[Dataset items]
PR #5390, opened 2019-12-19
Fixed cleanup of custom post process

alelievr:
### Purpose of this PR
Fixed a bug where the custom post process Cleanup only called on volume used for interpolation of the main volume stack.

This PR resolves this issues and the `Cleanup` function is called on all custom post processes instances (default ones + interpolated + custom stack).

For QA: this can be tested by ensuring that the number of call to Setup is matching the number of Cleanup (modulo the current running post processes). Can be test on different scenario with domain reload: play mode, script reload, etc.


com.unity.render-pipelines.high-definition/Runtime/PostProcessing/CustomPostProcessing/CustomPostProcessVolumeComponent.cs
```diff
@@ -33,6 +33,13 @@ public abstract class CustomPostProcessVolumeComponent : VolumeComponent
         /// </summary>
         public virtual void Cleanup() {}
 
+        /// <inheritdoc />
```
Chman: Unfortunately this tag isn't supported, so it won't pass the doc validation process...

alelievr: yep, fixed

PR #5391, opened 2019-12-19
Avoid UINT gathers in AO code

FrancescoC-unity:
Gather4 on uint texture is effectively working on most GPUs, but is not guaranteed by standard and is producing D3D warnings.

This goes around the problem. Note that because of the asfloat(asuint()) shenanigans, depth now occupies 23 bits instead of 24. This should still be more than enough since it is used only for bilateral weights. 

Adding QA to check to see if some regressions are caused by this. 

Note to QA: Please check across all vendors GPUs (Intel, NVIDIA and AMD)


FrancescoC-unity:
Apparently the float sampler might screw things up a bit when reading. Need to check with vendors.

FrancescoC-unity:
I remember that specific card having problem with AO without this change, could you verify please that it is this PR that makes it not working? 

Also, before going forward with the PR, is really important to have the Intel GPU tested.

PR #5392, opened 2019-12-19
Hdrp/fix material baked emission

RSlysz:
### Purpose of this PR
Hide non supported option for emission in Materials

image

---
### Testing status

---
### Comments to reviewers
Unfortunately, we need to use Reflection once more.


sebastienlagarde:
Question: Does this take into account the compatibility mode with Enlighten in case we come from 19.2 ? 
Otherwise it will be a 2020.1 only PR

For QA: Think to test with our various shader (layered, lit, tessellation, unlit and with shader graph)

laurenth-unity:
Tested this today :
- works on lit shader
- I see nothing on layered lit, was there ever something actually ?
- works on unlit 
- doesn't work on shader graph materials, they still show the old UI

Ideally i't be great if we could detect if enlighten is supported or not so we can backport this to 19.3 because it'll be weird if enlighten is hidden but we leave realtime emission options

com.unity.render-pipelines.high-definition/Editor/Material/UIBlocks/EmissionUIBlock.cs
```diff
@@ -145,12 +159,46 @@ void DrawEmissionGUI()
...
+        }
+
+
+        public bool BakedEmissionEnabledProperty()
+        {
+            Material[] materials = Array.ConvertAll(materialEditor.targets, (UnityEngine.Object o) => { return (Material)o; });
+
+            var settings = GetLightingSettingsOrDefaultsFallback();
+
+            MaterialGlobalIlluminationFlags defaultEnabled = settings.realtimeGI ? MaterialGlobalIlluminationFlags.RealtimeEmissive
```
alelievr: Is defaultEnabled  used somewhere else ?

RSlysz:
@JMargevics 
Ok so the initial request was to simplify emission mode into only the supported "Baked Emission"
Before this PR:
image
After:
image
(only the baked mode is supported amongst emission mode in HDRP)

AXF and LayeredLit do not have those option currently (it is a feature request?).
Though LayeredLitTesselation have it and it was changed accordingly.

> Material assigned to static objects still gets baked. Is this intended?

TASK DIRECTIONS. Starting with the first line of the records above, give back each line exactly until the line with "Question: Does this" has been given as well.

SOLVED EXERCISE.
PR #5390, opened 2019-12-19
Fixed cleanup of custom post process

alelievr:
### Purpose of this PR
Fixed a bug where the custom post process Cleanup only called on volume used for interpolation of the main volume stack.

This PR resolves this issues and the `Cleanup` function is called on all custom post processes instances (default ones + interpolated + custom stack).

For QA: this can be tested by ensuring that the number of call to Setup is matching the number of Cleanup (modulo the current running post processes). Can be test on different scenario with domain reload: play mode, script reload, etc.


com.unity.render-pipelines.high-definition/Runtime/PostProcessing/CustomPostProcessing/CustomPostProcessVolumeComponent.cs
```diff
@@ -33,6 +33,13 @@ public abstract class CustomPostProcessVolumeComponent : VolumeComponent
         /// </summary>
         public virtual void Cleanup() {}
 
+        /// <inheritdoc />
```
Chman: Unfortunately this tag isn't supported, so it won't pass the doc validation process...

alelievr: yep, fixed

PR #5391, opened 2019-12-19
Avoid UINT gathers in AO code

FrancescoC-unity:
Gather4 on uint texture is effectively working on most GPUs, but is not guaranteed by standard and is producing D3D warnings.

This goes around the problem. Note that because of the asfloat(asuint()) shenanigans, depth now occupies 23 bits instead of 24. This should still be more than enough since it is used only for bilateral weights. 

Adding QA to check to see if some regressions are caused by this. 

Note to QA: Please check across all vendors GPUs (Intel, NVIDIA and AMD)


FrancescoC-unity:
Apparently the float sampler might screw things up a bit when reading. Need to check with vendors.

FrancescoC-unity:
I remember that specific card having problem with AO without this change, could you verify please that it is this PR that makes it not working? 

Also, before going forward with the PR, is really important to have the Intel GPU tested.

PR #5392, opened 2019-12-19
Hdrp/fix material baked emission

RSlysz:
### Purpose of this PR
Hide non supported option for emission in Materials

image

---
### Testing status

---
### Comments to reviewers
Unfortunately, we need to use Reflection once more.


sebastienlagarde:
Question: Does this take into account the compatibility mode with Enlighten in case we come from 19.2 ? 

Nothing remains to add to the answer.